- Specialty: Oncology

= Glucagonoma =

Pancreatic tumor resulting in overproduction of glucagon

Glucagonoma is a very rare tumor of the alpha cells of the pancreas that results in the overproduction of the hormone glucagon. Typically associated with a rash called necrolytic migratory erythema, weight loss, and mild diabetes mellitus, most people with glucagonoma contract it spontaneously. However, about 10% of cases are associated with multiple endocrine neoplasia type 1 (MEN-1) syndrome.

== Causes ==
Although the cause of glucagonoma is unknown, some genetic factors may lead to the condition. A family history of multiple endocrine neoplasia type 1 (MEN1) is a risk factor. Additionally, those with Mahvash disease have an increased risk for glucagonoma, as the glucagon receptor gene (GCGR) is mutated.

==Mechanism==
Glucagonoma results from the overproduction of glucagon, a peptide hormone located in the pancreatic alpha cells. Classic symptoms include, but are not limited to, necrolytic migratory erythema (NME), diabetes mellitus, and weight loss. NME presents in about 70% of cases of glucagonoma, and is characterized by erythematous lesions over the distal extremities and the groin area. NME has occasionally been observed in people who do not have glucagonoma. People who develop glucagonoma from Mahvash disease also do not develop NME, implying that working glucagon receptors are needed in order for NME to be present in a person. Weight loss, the most commonly associated effect with glucagonoma, results from the glucagon hormone, which prevents the uptake of glucose by somatic cells. Diabetes is not present in all cases of glucagonoma, but does frequently result from the insulin and glucagon imbalance.

== Diagnosis ==
The presence of glucagonoma syndrome, the symptoms that accompany the pancreatic tumor, as well as elevated levels of glucagon in the blood, are what is used to diagnose glucagonoma. When a person presents with a blood glucagon concentration greater than 500 mg/mL along with the glucagonoma syndrome, a diagnosis can be established. Not all cases of hyperglucagonemia will lead to a diagnosis of glucagonoma. Elevated blood levels of glucagon are associated with other disorders like pancreatitis and kidney failure.

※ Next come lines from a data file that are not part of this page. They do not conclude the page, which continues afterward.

PR #895, opened 2024-07-15
game models solution

TenbReala:


pavlopro (changes requested):
Tests Failed

db/migrations/0001_initial.py
```diff
@@ -0,0 +1,52 @@
+# Generated by Django 4.0.2 on 2024-07-14 19:55
```

pavlopro (changes requested):

vsmutok (approved):
Well Done!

About 60% of people diagnosed with glucagonoma are women. Most of those that are diagnosed are between 45–60 years of age.

== Treatment ==
People who are diagnosed with sporadic glucagonoma often have an increased mortality rate compared to those with MEN1, as the latter group will go to the doctor for periodic visits. People whose tumor have metastasized cannot easily be treated as the tumor is resistant to chemotherapy. The only curative therapy for glucagonoma is surgery, and even this is not always successful.

Heightened glucagon secretion can be treated with the administration of octreotide, a somatostatin analog, which inhibits the release of glucagon. Doxorubicin and streptozotocin have also been used successfully to selectively damage alpha cells of the pancreatic islets. These do not destroy the tumor, but help to minimize progression of symptoms.

== History ==
Fewer than 251 cases of glucagonoma have been described in the literature since their first description by Becker in 1942. Because of its rarity (fewer than one in 20 million worldwide), long-term survival rates remain unknown. Glucagonoma accounts for approximately 1% of neuroendocrine tumors, although this may be an underestimate given that glucagonoma is associated with non-specific symptoms.